PR #27, opened 2023-05-23
Fix CI pipeline, apply misc idiomatic changes.

clintpurser:
revert to default lineLength lint rule.

make tests not fail on warnings. This ought to be removed once our warnings have been addressed.

Apply changes from `dart fix`


.vscode/settings.json
```diff
@@ -1,10 +1,4 @@
 {
-    "dart.lineLength": 140,
-    "[dart]": {
-        "editor.rulers": [
-            140
-        ],
```
clintpurser, line 6: my reasoning behind removing this is, if we want to leverage `dart format` in the future for our CI it will not honor this setting, so we'll be failing tests because of line length formatting issues. 

IMO for stuff like this i'd rather leverage the already written solutions instead of customizing our codebase, it will be one less thing we need to worry about.

clintpurser: most of the changes in this PR are bumping lines to not break 140 characters, FYI.

.github/workflows/test.yaml
```diff
@@ -19,12 +19,10 @@ jobs:
             
       - run: flutter --version
       - run: flutter pub get
-
-      - name: Verify formatting
-        run: dart format --output=none .
```
clintpurser, line 24: removing `dart format` for now. I think we'll want to add this back in soon, but for now it is failing.

.github/workflows/test.yaml
```diff
@@ -19,12 +19,10 @@ jobs:
...
+      - run: flutter pub get --directory=example/viam_example_app
 
       - name: Analyze project source
-        run: dart analyze --fatal-infos
+        run: dart analyze --no-fatal-warnings
```
clintpurser, line 25: On default, `dart analyze` will fail if it finds `warnings`. `--no-fatal-warnings` causes the check to not fail, this ought to be removed eventually to enforce failures on warnings, but for now we have a few that need to be cleaned up.

I would even further prefer adding  `--fatal-infos` which enforces failures on the `info` level, it will take a bit more work to get there as well. In a few iterations I think we can be there.

.github/workflows/test.yaml
```diff
@@ -19,12 +19,14 @@ jobs:
             
       - run: flutter --version
       - run: flutter pub get
+      - run: flutter pub get --directory=example/viam_example_app
 
+      # Verify formatting in all of example, test & lib except lib/gen/
       - name: Verify formatting
-        run: dart format --output=none .
+        run: dart format --set-exit-if-changed example test lib/src/components lib/src/di lib/src/domain lib/src/media lib/src/proto lib/src/resource lib/src/robot lib/src/rpc
```
benjirewis, line 26: This seems like an inclusionary selection. It would be nice if it were exclusionary (just _ignored_ `lib/gen`). That way, we don't have to remember to add to this when new directories are added.

.github/workflows/test.yaml
benjirewis: SGTM; could optionally add a `TODO` here with ticket num for a ticket that removes all warnings and infos.

.vscode/settings.json
benjirewis: I've never seen a vscode settings file in our repo (not against the idea, just foreign to me). Do we need this file for CI? /Are we trying to support devs who use vscode having the same linting settings? I see you have `cmake.configureOnOpen: false` below which seems unrelated to dart.

.github/workflows/test.yaml
clintpurser, line 26: I wish there was a prettier way to do this. ☹️  perhaps we move where `gen/` is located? :thinking:

clintpurser: I agree, I don't think this is a good way to do it and i'd prefer to just exclude the one folder. I will look into that again 👀

.vscode/settings.json
clintpurser: The reason it's included in our flutter sdk is because VS Code is the supported IDE for Flutter/Dart, so there is a lot of tooling for it built in, so it makes sense to include it in the project so we can share settings for formatting etc. across people working on it.

the cmake is unrelated to dart, im not familiar with that or what it does in this context.

another setting to call out is the `"editor.formatOnSave"` which will format files to dart standard upon save, its handy for not accidentally committing bad format and failing tests, i prefer to enforce this enabled on projects to avoid easy mistakes and wasted CI resources.

benjirewis: That makes sense to me; thanks for the info!

.github/workflows/test.yaml
benjirewis: per offline discussion, if there's not a way to do this I wonder if we could do something like `dart format --set-exit-if-changed $(dart listpackages ./ | grep -v lib/gen)` where `list packages` is some command that may or may not exist to list all dart packages. no worries if not.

Exercise objective: Every record must appear in the answer exactly as it appears above.

Exercise response:
PR #27, opened 2023-05-23
Fix CI pipeline, apply misc idiomatic changes.

clintpurser:
revert to default lineLength lint rule.

make tests not fail on warnings. This ought to be removed once our warnings have been addressed.

Apply changes from `dart fix`


.vscode/settings.json
```diff
@@ -1,10 +1,4 @@
 {
-    "dart.lineLength": 140,
-    "[dart]": {
-        "editor.rulers": [
-            140
-        ],
```
clintpurser, line 6: my reasoning behind removing this is, if we want to leverage `dart format` in the future for our CI it will not honor this setting, so we'll be failing tests because of line length formatting issues. 

IMO for stuff like this i'd rather leverage the already written solutions instead of customizing our codebase, it will be one less thing we need to worry about.

clintpurser: most of the changes in this PR are bumping lines to not break 140 characters, FYI.

.github/workflows/test.yaml
```diff
@@ -19,12 +19,10 @@ jobs:
             
       - run: flutter --version
       - run: flutter pub get
-
-      - name: Verify formatting
-        run: dart format --output=none .
```
clintpurser, line 24: removing `dart format` for now. I think we'll want to add this back in soon, but for now it is failing.

.github/workflows/test.yaml
```diff
@@ -19,12 +19,10 @@ jobs:
...
+      - run: flutter pub get --directory=example/viam_example_app
 
       - name: Analyze project source
-        run: dart analyze --fatal-infos
+        run: dart analyze --no-fatal-warnings
```
clintpurser, line 25: On default, `dart analyze` will fail if it finds `warnings`. `--no-fatal-warnings` causes the check to not fail, this ought to be removed eventually to enforce failures on warnings, but for now we have a few that need to be cleaned up.

I would even further prefer adding  `--fatal-infos` which enforces failures on the `info` level, it will take a bit more work to get there as well. In a few iterations I think we can be there.

.github/workflows/test.yaml
```diff
@@ -19,12 +19,14 @@ jobs:
             
       - run: flutter --version
       - run: flutter pub get
+      - run: flutter pub get --directory=example/viam_example_app
 
+      # Verify formatting in all of example, test & lib except lib/gen/
       - name: Verify formatting
-        run: dart format --output=none .
+        run: dart format --set-exit-if-changed example test lib/src/components lib/src/di lib/src/domain lib/src/media lib/src/proto lib/src/resource lib/src/robot lib/src/rpc
```
benjirewis, line 26: This seems like an inclusionary selection. It would be nice if it were exclusionary (just _ignored_ `lib/gen`). That way, we don't have to remember to add to this when new directories are added.

.github/workflows/test.yaml
benjirewis: SGTM; could optionally add a `TODO` here with ticket num for a ticket that removes all warnings and infos.

.vscode/settings.json
benjirewis: I've never seen a vscode settings file in our repo (not against the idea, just foreign to me). Do we need this file for CI? /Are we trying to support devs who use vscode having the same linting settings? I see you have `cmake.configureOnOpen: false` below which seems unrelated to dart.

.github/workflows/test.yaml
clintpurser, line 26: I wish there was a prettier way to do this. ☹️  perhaps we move where `gen/` is located? :thinking:

clintpurser: I agree, I don't think this is a good way to do it and i'd prefer to just exclude the one folder. I will look into that again 👀

.vscode/settings.json
clintpurser: The reason it's included in our flutter sdk is because VS Code is the supported IDE for Flutter/Dart, so there is a lot of tooling for it built in, so it makes sense to include it in the project so we can share settings for formatting etc. across people working on it.

the cmake is unrelated to dart, im not familiar with that or what it does in this context.

another setting to call out is the `"editor.formatOnSave"` which will format files to dart standard upon save, its handy for not accidentally committing bad format and failing tests, i prefer to enforce this enabled on projects to avoid easy mistakes and wasted CI resources.

benjirewis: That makes sense to me; thanks for the info!

.github/workflows/test.yaml
benjirewis: per offline discussion, if there's not a way to do this I wonder if we could do something like `dart format --set-exit-if-changed $(dart listpackages ./ | grep -v lib/gen)` where `list packages` is some command that may or may not exist to list all dart packages. no worries if not.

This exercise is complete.